I’ve downloaded some movie files from a website, they are all avi files. When I burn a DVD and play them on my TV I get a narrow letterbox image which uses about one third of my TV screen. I want a bigger image, so I tried to use VirtualDub 1.9.5 to increase the size of the image. If I double the size I get a distorted image and stuttering audio.
Anything less than doubling yields an image about the same size as the original, good quality but still a small image. What am I doing wrong? I have used the following settings for the resize filter; relative 160 x 290.204, Aspect ratio 4:3, filter mode precise cubic, Framing = Do not letterbox or crop, Sizing = multiples of 2. I have tried to vary these settings but I still can’t get a good result.
My camera creates avi files and I need to at least get the video down to 10MB but nothing worked! Can you please give me tips?
Thank you, thank you, thank you. This was awesome. Well written, great information which make it easy to follow and accomplished in a few minutes.
Tips …. I made a comment in #2 about saved files being larger.
The answ correctly pointed out was to use compression.
Took me a while to find what suits me … I downloaded the DIVX codec (free) ver 6.8.5 and use that set to high quality … but quality is adjustable if you need smaller files (larger the target quantizer value the lower the quality)
video >compression> DIVX 6.8.5(2 logical cpu)>configure>target quantizer.
I also installed the LAME3 audio codec (free) as then that allows me to get optimum MP3 compression.

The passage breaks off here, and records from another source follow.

PR #3584, opened 2024-05-16
fix(release): github release may tag the wrong commit when multiple commits are released at the same time (race condition)

### LINKED ISSUE #3583: Release tags wrong commit
We recently had two PRs merge and the same time.  The one that merged first, ended up tagging the commit of the 2nd.  Then the 2nd cancelled itself because the commit was already tagged.

In the `release_github` job, it has this step to make the tag:

```yaml
      - name: Release
        env:
          GITHUB_TOKEN: ${{ secrets.GITHUB_TOKEN }}
          GITHUB_REPOSITORY: ${{ github.repository }}
          GITHUB_REF: ${{ github.ref }}
        run: errout=$(mktemp); gh release create $(cat dist/releasetag.txt) -R $GITHUB_REPOSITORY -F dist/changelog.md -t $(cat dist/releasetag.txt) --target $GITHUB_REF 2> $errout && true; exitcode=$?; if [ $exitcode -ne 0 ] && ! grep -q "Release.tag_name already exists" $errout; then cat $errout; exit $exitcode; fi
```

The problem, I think, is that `GITHUB_REF: ${{ github.ref }}` should be `GITHUB_REF: ${{ github.sha }}`.  The ref changed during the release, so it ended up tagging the wrong commit.

polothy:
The problem, I think, is that `GITHUB_REF: ${{ github.ref }}` should be `GITHUB_REF: ${{ github.sha }}`. The ref changed during the release, so it ended up tagging the wrong commit.

Fixes #3583

---


polothy:
I just used GitHub's UI to edit this file, it'll probably break all sorts of tests.

mrgrain:
Eeek! That's a good one. Thanks for investigating and patching this!

mrgrain (approved):

polothy:
@mrgrain first, thanks for merging this so quickly, I'll update today!

I was thinking this morning, it might be smart to set `concurrency: "release"` on the `release` job ([docs](https://docs.github.com/en/actions/using-jobs/using-concurrency)) because it really seems like it shouldn't be run in parallel (if I understand the steps correctly).  I was initially trying to do that before I noticed the s/ref/sha thing, but I couldn't find a way to set it (the property is `readonly`).  I feel like just the `release` job needs this due to the tag creation vs the whole workflow.

mrgrain:
Yes that might be a good idea. The issue with `concurrency` is that it doesn't guarantee order (as per the docs), so it might not solve everything either.

The release job is already supposed to stop if another commit has entered.
https://github.com/projen/projen/blob/main/.github/workflows/release.yml#L46-L50

Can you check if/why this hasn't worked in your case?

polothy:
It must have been a perfect storm, we are talking a few second window hah.  But, I was looking at this step:

```yaml
      - name: Check for new commits
        id: git_remote
        run: |-
          echo "latest_commit=$(git ls-remote origin -h ${{ github.ref }} | cut -f1)" >> $GITHUB_OUTPUT
          cat $GITHUB_OUTPUT
```

What's odd is... I don't think it fetches.  Think it would need to be:

```shell
echo "latest_commit=$(git fetch origin && git ls-remote origin -h ${{ github.ref }} | cut -f1)" >> $GITHUB_OUTPUT
```

Perhaps?

mrgrain:
`git ls-remote` operates on the actual remote repository. The docs aren't super clear about this, what that's what it is doing. So no fetch needed.

> EDIT-2: "it doesn't guarantee order" - drat - but maybe that doesn't matter? If a newer commit runs first, then the 2nd release job would cancel itself because of the Check for new commits step?

That's reasonable but also I'm not sure if it's needed? maybe not needed? At this point all the work is already done, crucially the candidate tag has been identified.

polothy:
Sounds good to me, thanks for your help!

PR #3591, opened 2024-05-21
fix: use actions/create-github-app-token when not using permissions option

polothy:

### DIFF
--- a/src/github/github-credentials.ts
+++ b/src/github/github-credentials.ts
@@ -59,23 +59,21 @@ export class GithubCredentials {
     const appIdSecret = options.appIdSecret ?? "PROJEN_APP_ID";
     const privateKeySecret =
       options.privateKeySecret ?? "PROJEN_APP_PRIVATE_KEY";
-    const permissions = options.permissions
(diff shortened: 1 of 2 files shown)


polothy:
Was thinking either this change, or make the `GithubCredentials` constructor public so we can configure out own:

https://github.com/projen/projen/blob/16a38f9cb0e64ed4238c6ceaf9a3726d905ea33e/src/github/github-credentials.ts#L82

polothy:
This PR partially fixes https://github.com/projen/projen/issues/3111 because it only conditionally replaced `tibdex/github-app-token`.

mrgrain:
> Was thinking either this change, or make the `GithubCredentials` constructor public so we can configure out own:

You should already be able to do this with one line.

https://projen.io/docs/integrations/github/#actions-versions

polothy:
Oh nice, that worked!

```typescript
project.github?.actions.set(
  "tibdex/github-app-token",
  "actions/create-github-app-token@v1"
);
```

Luckily, the `tokenRef` is identical.

PR #3604, opened 2024-05-26
chore(docusaurus): add search

JohannesKonings:
It would be helpful if the docs are searchable.
Orama has a plugin for docusaurus, which can be used: https://docs.askorama.ai/open-source/plugins/plugin-docusaurus#docusaurus-plugin
Here is a preview how it works: https://johanneskonings.dev/projen/
Unfortenately, it has some console errors. Hopefully that could be solved the next days.

image

---

### DIFF
--- a/docusaurus/docusaurus.config.js
+++ b/docusaurus/docusaurus.config.js
@@ -147,7 +147,8 @@ const config = {
           return postcssOptions;
         },
       };
-    }
+    },
+    "@orama/plugin-docusaurus-v3",
   ],
 };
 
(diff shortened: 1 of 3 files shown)


mrgrain:
Ha this is awesome! Thanks for getting it started! 

There are also some (rendering?) issues with certain headings:

mrgrain:
@JohannesKonings thanks for demonstrating how simple this actually is! I went with a different plugin in the end that strips html tags better and has some more configuration options.

Issue #3603, opened 2024-05-26
typeRoots is missing in TypescriptConfigOptions


JohannesKonings:
typeRoots is not configurable in TypescriptConfigOptions (https://github.com/projen/projen/blob/main/src/javascript/typescript-config.ts), but listed here: https://www.typescriptlang.org/tsconfig/#typeRoots

PR #3608, opened 2024-05-27
fix(typescript): typeRoots is missing in typescript config

JohannesKonings:
Fixes https://github.com/projen/projen/issues/3603

---

### DIFF
--- a/src/javascript/typescript-config.ts
+++ b/src/javascript/typescript-config.ts
@@ -549,8 +549,14 @@ export interface TypeScriptCompilerOptions {
   readonly paths?: { [key: string]: string[] };
 
   /**
+   * If typeRoots is specified, only packages under typeRoots will be included
+   * @see https://www.typescriptlang.org/tsconfig/#typeRoots
+   */
+  readonly typeRoots?: string[];
+
+  /**
    * If types is specified, only packages listed will be included in the global scope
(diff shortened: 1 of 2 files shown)


src/javascript/typescript-config.ts
```diff
@@ -548,6 +548,12 @@ export interface TypeScriptCompilerOptions {
    */
   readonly paths?: { [key: string]: string[] };
 
+  /**
+   * If typeRoots is specified, only packages under typeRoots will be included
+   * @see {@link https://www.typescriptlang.org/tsconfig/#typeRoots}
```
mrgrain, line 553:
```suggestion
   * @see https://www.typescriptlang.org/tsconfig/#typeRoots
```

mrgrain: `@link` currently doesn't render correctly in docs

mrgrain (changes requested):

src/javascript/typescript-config.ts
JohannesKonings: @mrgrain I copied from here: https://github.com/projen/projen/blob/main/docs/api/javascript.md#typesoptional-
So I fixed that also.

Should I also: https://github.com/projen/projen/blob/main/docs/api/javascript.md#declarationmapoptional- ?
That should be the last one with `@link`

mrgrain (approved):

Issue #3590, opened 2024-05-21
!reference tag in gitlab job scripts will be rendered in quotes


JohannesKonings:
Using the [!reference](https://docs.gitlab.com/ee/ci/yaml/yaml_optimization.html#reference-tags) tag will be rendered in quotes.

```typescript
 const job: Job = {
      extends: ['.release'],
      beforeScript: ['!reference [.release, beforeScript]', 'npm install'],
    };
   return {
      release: job,
    };
```
```yaml
release:
  extends:
    - .release
  before_script:
    - "!reference [.setup, script]"
    - npm install
```

Due to the quotes the gitlab pipeline doesn't merge the reference.

Presumply the used YamlFile needs a custom tag to recognise `!reference`: https://github.com/projen/projen/blob/main/src/gitlab/configuration.ts#L156
https://eemeli.org/yaml/#writing-custom-tags

PR #3616, opened 2024-05-30
fix(gitlab): render tag !reference without quotes

JohannesKonings:
Fixes https://github.com/projen/projen/issues/3590

Here is an approach which works.
Unfortenately I didn't managed to get the custom tags to work like described here: https://eemeli.org/yaml/#writing-custom-tags
I also had some struggle with JSII 😄 
Maybe with some help we find a solution that works and looks not so hacky.

---


mrgrain:
Appreciate the effort, but not keen on the string replacements. Certainly not as a generic option on YAML file.

> I also had some struggle with JSII 😄

I suspect we will need to mark custom tags as `@internal` and basically only allow them for built-in features and TS.
I try to come up with a proposal you can take over the line.

mrgrain:
I played around with this a while ago here: https://github.com/projen/projen/pull/3626
Can't remember how far  got though.

mrgrain:
Closing as the direction we would go would be this: https://github.com/projen/projen/pull/3626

Audio > compression > LAME3> 128kb ABR Stereo
Though you could select much lower audio quality, the above is CD quality.
Once you have the settings the way you want then … save them – File > Save Processing Settings
Then each time you rum up VirtualDub first step is to load settings and then all your setup is done for you.

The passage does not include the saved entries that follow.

PR #4874, opened 2026-08-20
feat(github): global runs-on for workflows

### LINKED ISSUE #2027: Bug: workflowRunsOn property doesn't update all Github Actions workflow files
Adding this setting `workflowRunsOn: ['custom-runner'],` to the `.projenrc.js` only updates the `build.yml` workflow file. The other two, `pull-request-lint.yml` and `upgrade.yml` are not changed and remain as `ubuntu-latest`.

```
const { awscdk } = require('projen');
const project = new awscdk.AwsCdkTypeScriptApp({
  cdkVersion: '2.1.0',
  defaultReleaseBranch: 'main',
  name: 'MyName',
  workflowRunsOn: ['custom-runner'],

  // deps: [],                /* Runtime dependencies of this module. */
  // description: undefined,  /* The description is just a string that helps people understand the purpose of the package. */
  // devDeps: [],             /* Build dependencies for this module. */
  // packageName: undefined,  /* The "name" in package.json. */
});
project.synth();
```

eduardomourar:
Fixes #2027

Adds a global `workflowRunsOn` / `workflowRunsOnGroup` property to `GitHubOptions` that propagates to all workflow-generating components as their default runner configuration.

Previously, users had to manually set `runsOn` on each component individually (auto-approve, auto-queue, stale, pull-request-lint, dependency-review, upgrade-dependencies, backport, release). Now a single project-level setting flows everywhere, while each component still supports its own `runsOn` / `runsOnGroup` to override when needed.

```typescript
  githubOptions: {
    workflowRunsOn: ['self-hosted', 'linux'],
  },
  // all workflows use this runner by default
  autoApproveOptions: {
    runsOn: ['ubuntu-latest'], // override for a specific workflow
  },
});
```

Components updated:
- AutoApprove
- AutoQueue (also added `runsOnGroup` option)
- PullRequestLint
- DependencyReview
- Stale
- PullRequestBackport (added `runsOn` / `runsOnGroup` options, previously hardcoded)
- UpgradeDependencies
- Release (added `runsOn` / `runsOnGroup` options)
- Build workflow (already supported, no change)

`workflowRunsOn` and `workflowRunsOnGroup` have been deprecated from `ReleaseProjectOptions`. The canonical location is now `GitHubOptions`. Use the project-level `workflowRunsOn` or the new `runsOn` / `runsOnGroup` on `ReleaseOptions` for release-specific overrides.

---

### DIFF
--- a/src/cdk/jsii-project.ts
+++ b/src/cdk/jsii-project.ts
@@ -1,5 +1,6 @@
 import type { ValidateTsconfig } from "./jsii-build";
 import { JsiiBuild } from "./jsii-build";
+import { GitHub } from "../github";
 import type {
   GoPublishOptions,
   MavenPublishOptions,
@@ -263,17 +264,17 @@ export class JsiiProject extends TypeScriptProject {
   }
 
   /**
-   * Generates the runs-on config for Jobs.
-   * Throws error if 'runsOn' and 'runsOnGroup' are both set.
-   *
-   * @param options - 'runsOn' or 'runsOnGroup'.
+   * Generates the runs-on config for Jobs, falling back to the project's
+   * global GitHub runner selection (if any).
    */
   private getJobRunsOnConfig(options: JsiiProjectOptions) {
-    return options.workflowRunsOnGroup
-      ? { runsOnGroup: options.workflowRunsOnGroup }
-      : options.workflowRunsOn
-        ? { runsOn: options.workflowRunsOn }
-        : {};
+    const github = this.github ?? GitHub.of(this.root);
+    return (
+      github?.runsOnConfig({
+        runsOn: options.workflowRunsOn,
+        runsOnGroup: options.workflowRunsOnGroup,
+      }) ?? {}
+    );
   }
 }
 
--- a/src/github/auto-queue.ts
+++ b/src/github/auto-queue.ts
@@ -3,6 +3,7 @@ import { GitHub } from "./github";
 import type { GithubCredentials } from "./github-credentials";
 import * as workflows from "./workflows-model";
 import { Component } from "../component";
+import type { RunsOnOptions } from "../runner-options";
 
 /**
  * The merge method used to add the PR to the merge queue
@@ -18,7 +19,7 @@ export enum MergeMethod {
 /**
  * Options for 'AutoQueue'
  */
-export interface AutoQueueOptions {
+export interface AutoQueueOptions extends RunsOnOptions {
   /**
    * Only pull requests authored by these Github usernames will have auto-queue enabled.
    * @default - pull requests from all users are eligible for auto-queuing
@@ -49,12 +50,6 @@ export interface AutoQueueOptions {
    * @default MergeMethod.SQUASH
    */
   readonly mergeMethod?: MergeMethod;
-
-  /**
-   * Github Runner selection labels
-   * @default ["ubuntu-latest"]
-   */
-  readonly runsOn?: string[];
 
   /**
    * The branch names that we should auto-queue for
@@ -166,7 +161,7 @@ export class AutoQueue extends Component {
 
     const autoQueueJob: workflows.Job = {
       name: "Set AutoQueue on PR #${{ github.event.number }}",
-      runsOn: options.runsOn ?? ["ubuntu-latest"],
+      ...workflowEngine.runsOnConfig(options),
       permissions: {
         pullRequests: workflows.JobPermission.WRITE,
         contents: workflows.JobPermission.WRITE,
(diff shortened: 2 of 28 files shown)


mrgrain (changes requested):
We are trying to get rid of `GithubProject`, so no new features for it I am afraid ([see RFC](https://github.com/projen/projen/blob/main/rfcs/repository-tree-root.md))!

But I think you can just re-anchor this on the `Github` component and respective options.

eduardomourar:
Thanks. I think I missed that RFC! I will make the changes accordingly and keep `GithubProject` without any modification.

src/github/github.ts
```diff
@@ -170,6 +188,18 @@ export class GitHub extends Component {
...
+   * @internal
+   */
+  public readonly _workflowRunsOn?: string[];
+
+  /**
+   * The default runner group options for all workflows in this project.
+   * @internal
+   */
+  public readonly _workflowRunsOnGroup?: GroupRunnerOptions;
+
```
mrgrain, line 197: I think instead of that we can have a public helper method to retrieve the run configuration. this method can take an optional object with runsOn/runsOnGroup.

Then all these

```ts
        ...filteredRunsOnOptions(
          options.runsOn ?? github._workflowRunsOn,
          options.runsOnGroup ?? github._workflowRunsOnGroup,
        ),
```

can become something like

```ts
        ...github.runsOnConfig(options),
```

and the internal values don't need to be public/`@internal`.

src/github/auto-queue.ts
```diff
@@ -56,6 +58,13 @@ export interface AutoQueueOptions {
    */
   readonly runsOn?: string[];
 
+  /**
+   * Github Runner Group selection options
+   * @description Defines a target Runner Group by name and/or labels
+   * @throws {Error} if both `runsOn` and `runsOnGroup` are specified
+   */
+  readonly runsOnGroup?: GroupRunnerOptions;
```
mrgrain: Could this be struct that all of these actions just extend on?

src/release/release.ts
```diff
@@ -194,21 +194,6 @@ export interface ReleaseProjectOptions {
...
-   */
-  readonly workflowRunsOn?: string[];
-
-  /**
-   * Github Runner Group selection options
-   * @description Defines a target Runner Group by name and/or labels
-   * @throws {Error} if both `runsOn` and `runsOnGroup` are specified
-   */
-  readonly workflowRunsOnGroup?: GroupRunnerOptions;
-
```
mrgrain, line 209: could we keep this and deprecate to minimize impact and make it non breaking?

mrgrain (changes requested):

src/release/release.ts
eduardomourar: Done. Do you want me to also mark `workflowRunsOn/workflowRunsOnGroup` from `GitHubProject` as deprecated as well?

mrgrain: Oh yes, that'd be great actually! Another one gone from GitHubProject!

src/release/release.ts
```diff
@@ -395,6 +412,18 @@ export class Release extends Component {
...
+      runsOnGroup: options.runsOnGroup ?? options.workflowRunsOnGroup,
+    });
+    this.runsOn =
+      runsOnConfig && "runsOn" in runsOnConfig
+        ? runsOnConfig.runsOn
+        : undefined;
+    this.runsOnGroup =
+      runsOnConfig && "runsOnGroup" in runsOnConfig
+        ? runsOnConfig.runsOnGroup
+        : undefined;
```
mrgrain: Not just this?
```suggestion
    this.runsOn = runsOnConfig?.runsOn;
    this.runsOnGroup = runsOnConfig?.runsOnGroup
```

src/cdk/jsii-project.ts
```diff
@@ -263,17 +264,12 @@ export class JsiiProject extends TypeScriptProject {
...
    */
-  private getJobRunsOnConfig(options: JsiiProjectOptions) {
-    return options.workflowRunsOnGroup
-      ? { runsOnGroup: options.workflowRunsOnGroup }
-      : options.workflowRunsOn
-        ? { runsOn: options.workflowRunsOn }
-        : {};
+  private getJobRunsOnConfig() {
+    const github = this.github ?? GitHub.of(this.root);
+    return github?.runsOnConfig() ?? {};
```
mrgrain: This seems like we are dropping the functionality of `options.workflowRunsOn` and `options.workflowRunsOnGroup` which still exists, they are just deprecated?

mrgrain (changes requested):
Nice one! Almost there.

src/cdk/jsii-project.ts
eduardomourar: My bad. I have put back in order to preserve support for deprecated options.

mrgrain (approved):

File > Load Processing settings.
This also loads any filter settings …
so I have different settings files saved for different jobs.
Hi, thanks for the free image resizing program, however, I tried it but it didn’t work! I resized it down to 50%, but the file size was bigger than the original one. What can I do? Thanks
>”Rick said on : November 25th, 2009 at 3:46 am
Tips …. I made a comment in #2 about saved files being larger.

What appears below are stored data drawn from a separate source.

PR #4877, opened 2026-08-20
feat: add support for sonarqube properties

eduardomourar:
Adds SonarQube support to projen, generating a `sonar-project.properties` file from typed, strongly-documented options mapped to the `sonar.*` dot-notation keys (scm, coverage, exclusions, log level, region, etc.).

- `PropertiesFile` (`src/properties-file.ts`): a new `ObjectFile` subclass for Java `.properties` files, serialized via the `properties-file` package for spec-compliant escaping. Nested objects flatten into dot-separated keys (e.g. `{ sonar: { sources: "src" } }` → `sonar.sources=src`).
- `SonarqubeProperties` (`src/sonarqube.ts`): base component that renders a `sonar-project.properties` file from `SonarqubePropertiesOptions`, plus `SonarqubeJavascriptProperties`, `SonarqubeTypescriptProperties`, and `SonarqubeRustProperties` subclasses with language-specific defaults.

---


mrgrain (commented):
How about using this? https://www.npmjs.com/package/properties-file

mrgrain (commented):
any chance there's an upstream, maintained, machine parseable source for this?

eduardomourar:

The answ correctly pointed out was to use compression.
>
i tried to resize the video using 50% ratio…the video is resize to half the quality, but the file size is 5 times bigger then the original video..
what am I doing wrong?
I follow the instruction step by step….
You are not following the steps explained … I’ll go through them one at a time …. load file, do what you want to manipulate the file … then you need to set Video compression … or it will use uncompressed, select a codec …i.e for DivX
video / compression / divx 6.8.5
now set quality … click about then set quality 0 to 10
Then quantizer … higher number = lower quality (more compression)
Now set Audio codec
I have installed the free (and best around) LAME MP3 codec
so I use following steps:
First set compression …. Audio / full processing mode
then choose codec
Audio / Compression / LAME MP3
Then form right hand window select bit rate, I want high quality so I select:
1600Hz, 128kbs, ABR stereo, 16 kbs
Now you have set the output settings, you need to save the file with these settings applied … so you use File / save as AVI (or press F7)
Having tweaked and got the settings to what you want … including any filters applied … you can save all these settings as a single profile:
File / Save Processing Settings
Then next time when you want to do the same start VirtualDub and first step after loading file is to load processing settings … saves all the messing about with codecs etc. if you want the same output type each time.
you can of course choose which audio & video codec to use.
I downloaded DivX pro and use that for video and downloaded the LAME codec pack ….
Excelente tutorial I been suffering trying to deal with the overstreched videos, no more ! Thx
I just want to ask if this editing tool can recognize MP4 format?
Thanks for the help! Was looking for a way to resize YouTube videos for a while.